_ASSIGNMENT:_
The records are to be reproduced verbatim.

↓↓↓

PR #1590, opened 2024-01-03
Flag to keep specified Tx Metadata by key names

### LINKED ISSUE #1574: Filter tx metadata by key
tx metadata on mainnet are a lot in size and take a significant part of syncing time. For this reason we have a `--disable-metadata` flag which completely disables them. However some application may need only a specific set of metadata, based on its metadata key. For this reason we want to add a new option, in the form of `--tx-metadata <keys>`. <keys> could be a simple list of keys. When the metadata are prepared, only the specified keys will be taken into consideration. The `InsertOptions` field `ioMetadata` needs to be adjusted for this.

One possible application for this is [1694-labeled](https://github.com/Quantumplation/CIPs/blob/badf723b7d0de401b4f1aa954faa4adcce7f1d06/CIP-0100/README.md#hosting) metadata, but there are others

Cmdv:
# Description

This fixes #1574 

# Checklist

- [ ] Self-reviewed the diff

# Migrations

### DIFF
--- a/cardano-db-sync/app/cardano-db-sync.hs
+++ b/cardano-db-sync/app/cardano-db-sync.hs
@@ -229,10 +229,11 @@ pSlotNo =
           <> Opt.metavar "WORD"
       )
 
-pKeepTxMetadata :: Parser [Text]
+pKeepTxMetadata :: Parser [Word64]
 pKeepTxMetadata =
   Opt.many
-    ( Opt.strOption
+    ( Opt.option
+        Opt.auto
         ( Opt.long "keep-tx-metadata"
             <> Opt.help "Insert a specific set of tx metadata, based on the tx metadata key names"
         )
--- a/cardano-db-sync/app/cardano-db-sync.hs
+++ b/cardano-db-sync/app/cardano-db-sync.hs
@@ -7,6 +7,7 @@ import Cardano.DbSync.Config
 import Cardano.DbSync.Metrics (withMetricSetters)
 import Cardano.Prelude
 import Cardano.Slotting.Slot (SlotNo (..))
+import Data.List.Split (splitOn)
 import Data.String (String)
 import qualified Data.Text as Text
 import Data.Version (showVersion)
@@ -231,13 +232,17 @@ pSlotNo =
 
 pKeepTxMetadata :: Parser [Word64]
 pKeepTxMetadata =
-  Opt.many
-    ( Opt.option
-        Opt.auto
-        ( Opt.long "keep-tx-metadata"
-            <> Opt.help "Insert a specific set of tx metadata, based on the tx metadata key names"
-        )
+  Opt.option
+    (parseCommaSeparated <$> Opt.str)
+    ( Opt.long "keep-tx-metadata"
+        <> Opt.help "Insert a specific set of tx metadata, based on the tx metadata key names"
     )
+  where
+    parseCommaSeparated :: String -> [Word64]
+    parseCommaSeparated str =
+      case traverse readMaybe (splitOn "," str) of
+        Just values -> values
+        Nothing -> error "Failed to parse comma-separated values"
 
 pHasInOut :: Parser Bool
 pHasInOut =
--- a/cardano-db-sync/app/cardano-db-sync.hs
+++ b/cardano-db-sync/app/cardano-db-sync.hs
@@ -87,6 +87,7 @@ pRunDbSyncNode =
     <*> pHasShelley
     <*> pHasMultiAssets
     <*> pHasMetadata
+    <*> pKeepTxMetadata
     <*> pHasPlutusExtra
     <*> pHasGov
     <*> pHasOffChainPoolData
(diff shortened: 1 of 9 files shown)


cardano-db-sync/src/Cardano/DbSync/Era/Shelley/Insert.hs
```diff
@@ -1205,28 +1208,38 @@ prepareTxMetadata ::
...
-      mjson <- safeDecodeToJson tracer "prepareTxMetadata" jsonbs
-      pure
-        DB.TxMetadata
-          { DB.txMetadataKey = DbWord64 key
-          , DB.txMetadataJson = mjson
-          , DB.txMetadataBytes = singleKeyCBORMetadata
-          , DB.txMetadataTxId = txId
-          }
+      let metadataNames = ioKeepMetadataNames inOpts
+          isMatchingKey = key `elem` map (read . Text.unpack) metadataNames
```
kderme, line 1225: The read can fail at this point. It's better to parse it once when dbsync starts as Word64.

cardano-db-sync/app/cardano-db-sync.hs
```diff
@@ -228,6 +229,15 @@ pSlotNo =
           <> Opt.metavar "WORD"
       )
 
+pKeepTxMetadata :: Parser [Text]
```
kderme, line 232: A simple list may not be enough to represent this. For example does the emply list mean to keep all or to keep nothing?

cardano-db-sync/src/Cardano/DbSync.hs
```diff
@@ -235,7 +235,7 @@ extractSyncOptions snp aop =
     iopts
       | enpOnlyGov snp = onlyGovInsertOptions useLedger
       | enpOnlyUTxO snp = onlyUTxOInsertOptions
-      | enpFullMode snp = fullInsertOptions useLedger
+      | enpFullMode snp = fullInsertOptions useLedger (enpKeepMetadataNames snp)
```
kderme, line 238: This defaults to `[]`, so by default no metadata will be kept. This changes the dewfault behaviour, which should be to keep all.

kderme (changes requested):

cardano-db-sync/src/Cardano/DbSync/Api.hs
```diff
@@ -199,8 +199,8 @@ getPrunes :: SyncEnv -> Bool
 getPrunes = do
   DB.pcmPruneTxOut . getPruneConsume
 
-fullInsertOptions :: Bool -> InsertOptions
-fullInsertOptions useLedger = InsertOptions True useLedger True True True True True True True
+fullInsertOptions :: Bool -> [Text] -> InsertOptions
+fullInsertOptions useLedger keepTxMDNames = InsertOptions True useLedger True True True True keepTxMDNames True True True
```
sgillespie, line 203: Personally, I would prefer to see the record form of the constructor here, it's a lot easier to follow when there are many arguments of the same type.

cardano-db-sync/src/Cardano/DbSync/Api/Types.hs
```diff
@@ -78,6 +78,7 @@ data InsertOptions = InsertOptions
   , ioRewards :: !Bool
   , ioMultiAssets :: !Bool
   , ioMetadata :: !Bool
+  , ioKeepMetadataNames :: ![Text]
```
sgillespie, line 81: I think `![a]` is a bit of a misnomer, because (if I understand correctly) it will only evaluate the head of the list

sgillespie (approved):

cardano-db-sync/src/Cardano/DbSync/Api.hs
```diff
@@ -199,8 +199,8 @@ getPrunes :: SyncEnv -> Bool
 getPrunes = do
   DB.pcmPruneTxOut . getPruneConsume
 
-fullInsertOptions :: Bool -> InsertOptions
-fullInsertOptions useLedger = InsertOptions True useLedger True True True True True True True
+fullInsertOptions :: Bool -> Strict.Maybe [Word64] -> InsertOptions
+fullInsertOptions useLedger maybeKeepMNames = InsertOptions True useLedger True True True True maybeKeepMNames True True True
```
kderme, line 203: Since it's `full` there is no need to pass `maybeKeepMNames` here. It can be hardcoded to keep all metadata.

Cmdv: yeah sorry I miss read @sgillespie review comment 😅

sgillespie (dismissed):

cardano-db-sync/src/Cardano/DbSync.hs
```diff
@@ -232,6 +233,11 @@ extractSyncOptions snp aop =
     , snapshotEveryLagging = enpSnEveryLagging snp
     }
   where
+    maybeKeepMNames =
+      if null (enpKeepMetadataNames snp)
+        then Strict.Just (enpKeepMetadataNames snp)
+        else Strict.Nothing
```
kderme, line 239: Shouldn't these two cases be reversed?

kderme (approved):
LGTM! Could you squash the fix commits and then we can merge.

↑↑↑

_EXERCISE RESULT:_
PR #1590, opened 2024-01-03
Flag to keep specified Tx Metadata by key names

### LINKED ISSUE #1574: Filter tx metadata by key
tx metadata on mainnet are a lot in size and take a significant part of syncing time. For this reason we have a `--disable-metadata` flag which completely disables them. However some application may need only a specific set of metadata, based on its metadata key. For this reason we want to add a new option, in the form of `--tx-metadata <keys>`. <keys> could be a simple list of keys. When the metadata are prepared, only the specified keys will be taken into consideration. The `InsertOptions` field `ioMetadata` needs to be adjusted for this.

One possible application for this is [1694-labeled](https://github.com/Quantumplation/CIPs/blob/badf723b7d0de401b4f1aa954faa4adcce7f1d06/CIP-0100/README.md#hosting) metadata, but there are others

Cmdv:
# Description

This fixes #1574 

# Checklist

- [ ] Self-reviewed the diff

# Migrations

### DIFF
--- a/cardano-db-sync/app/cardano-db-sync.hs
+++ b/cardano-db-sync/app/cardano-db-sync.hs
@@ -229,10 +229,11 @@ pSlotNo =
           <> Opt.metavar "WORD"
       )
 
-pKeepTxMetadata :: Parser [Text]
+pKeepTxMetadata :: Parser [Word64]
 pKeepTxMetadata =
   Opt.many
-    ( Opt.strOption
+    ( Opt.option
+        Opt.auto
         ( Opt.long "keep-tx-metadata"
             <> Opt.help "Insert a specific set of tx metadata, based on the tx metadata key names"
         )
--- a/cardano-db-sync/app/cardano-db-sync.hs
+++ b/cardano-db-sync/app/cardano-db-sync.hs
@@ -7,6 +7,7 @@ import Cardano.DbSync.Config
 import Cardano.DbSync.Metrics (withMetricSetters)
 import Cardano.Prelude
 import Cardano.Slotting.Slot (SlotNo (..))
+import Data.List.Split (splitOn)
 import Data.String (String)
 import qualified Data.Text as Text
 import Data.Version (showVersion)
@@ -231,13 +232,17 @@ pSlotNo =
 
 pKeepTxMetadata :: Parser [Word64]
 pKeepTxMetadata =
-  Opt.many
-    ( Opt.option
-        Opt.auto
-        ( Opt.long "keep-tx-metadata"
-            <> Opt.help "Insert a specific set of tx metadata, based on the tx metadata key names"
-        )
+  Opt.option
+    (parseCommaSeparated <$> Opt.str)
+    ( Opt.long "keep-tx-metadata"
+        <> Opt.help "Insert a specific set of tx metadata, based on the tx metadata key names"
     )
+  where
+    parseCommaSeparated :: String -> [Word64]
+    parseCommaSeparated str =
+      case traverse readMaybe (splitOn "," str) of
+        Just values -> values
+        Nothing -> error "Failed to parse comma-separated values"
 
 pHasInOut :: Parser Bool
 pHasInOut =
--- a/cardano-db-sync/app/cardano-db-sync.hs
+++ b/cardano-db-sync/app/cardano-db-sync.hs
@@ -87,6 +87,7 @@ pRunDbSyncNode =
     <*> pHasShelley
     <*> pHasMultiAssets
     <*> pHasMetadata
+    <*> pKeepTxMetadata
     <*> pHasPlutusExtra
     <*> pHasGov
     <*> pHasOffChainPoolData
(diff shortened: 1 of 9 files shown)


cardano-db-sync/src/Cardano/DbSync/Era/Shelley/Insert.hs
```diff
@@ -1205,28 +1208,38 @@ prepareTxMetadata ::
...
-      mjson <- safeDecodeToJson tracer "prepareTxMetadata" jsonbs
-      pure
-        DB.TxMetadata
-          { DB.txMetadataKey = DbWord64 key
-          , DB.txMetadataJson = mjson
-          , DB.txMetadataBytes = singleKeyCBORMetadata
-          , DB.txMetadataTxId = txId
-          }
+      let metadataNames = ioKeepMetadataNames inOpts
+          isMatchingKey = key `elem` map (read . Text.unpack) metadataNames
```
kderme, line 1225: The read can fail at this point. It's better to parse it once when dbsync starts as Word64.

cardano-db-sync/app/cardano-db-sync.hs
```diff
@@ -228,6 +229,15 @@ pSlotNo =
           <> Opt.metavar "WORD"
       )
 
+pKeepTxMetadata :: Parser [Text]
```
kderme, line 232: A simple list may not be enough to represent this. For example does the emply list mean to keep all or to keep nothing?

cardano-db-sync/src/Cardano/DbSync.hs
```diff
@@ -235,7 +235,7 @@ extractSyncOptions snp aop =
     iopts
       | enpOnlyGov snp = onlyGovInsertOptions useLedger
       | enpOnlyUTxO snp = onlyUTxOInsertOptions
-      | enpFullMode snp = fullInsertOptions useLedger
+      | enpFullMode snp = fullInsertOptions useLedger (enpKeepMetadataNames snp)
```
kderme, line 238: This defaults to `[]`, so by default no metadata will be kept. This changes the dewfault behaviour, which should be to keep all.

kderme (changes requested):

cardano-db-sync/src/Cardano/DbSync/Api.hs
```diff
@@ -199,8 +199,8 @@ getPrunes :: SyncEnv -> Bool
 getPrunes = do
   DB.pcmPruneTxOut . getPruneConsume
 
-fullInsertOptions :: Bool -> InsertOptions
-fullInsertOptions useLedger = InsertOptions True useLedger True True True True True True True
+fullInsertOptions :: Bool -> [Text] -> InsertOptions
+fullInsertOptions useLedger keepTxMDNames = InsertOptions True useLedger True True True True keepTxMDNames True True True
```
sgillespie, line 203: Personally, I would prefer to see the record form of the constructor here, it's a lot easier to follow when there are many arguments of the same type.

cardano-db-sync/src/Cardano/DbSync/Api/Types.hs
```diff
@@ -78,6 +78,7 @@ data InsertOptions = InsertOptions
   , ioRewards :: !Bool
   , ioMultiAssets :: !Bool
   , ioMetadata :: !Bool
+  , ioKeepMetadataNames :: ![Text]
```
sgillespie, line 81: I think `![a]` is a bit of a misnomer, because (if I understand correctly) it will only evaluate the head of the list

sgillespie (approved):

cardano-db-sync/src/Cardano/DbSync/Api.hs
```diff
@@ -199,8 +199,8 @@ getPrunes :: SyncEnv -> Bool
 getPrunes = do
   DB.pcmPruneTxOut . getPruneConsume
 
-fullInsertOptions :: Bool -> InsertOptions
-fullInsertOptions useLedger = InsertOptions True useLedger True True True True True True True
+fullInsertOptions :: Bool -> Strict.Maybe [Word64] -> InsertOptions
+fullInsertOptions useLedger maybeKeepMNames = InsertOptions True useLedger True True True True maybeKeepMNames True True True
```
kderme, line 203: Since it's `full` there is no need to pass `maybeKeepMNames` here. It can be hardcoded to keep all metadata.

Cmdv: yeah sorry I miss read @sgillespie review comment 😅

sgillespie (dismissed):

cardano-db-sync/src/Cardano/DbSync.hs
```diff
@@ -232,6 +233,11 @@ extractSyncOptions snp aop =
     , snapshotEveryLagging = enpSnEveryLagging snp
     }
   where
+    maybeKeepMNames =
+      if null (enpKeepMetadataNames snp)
+        then Strict.Just (enpKeepMetadataNames snp)
+        else Strict.Nothing
```
kderme, line 239: Shouldn't these two cases be reversed?

kderme (approved):
LGTM! Could you squash the fix commits and then we can merge.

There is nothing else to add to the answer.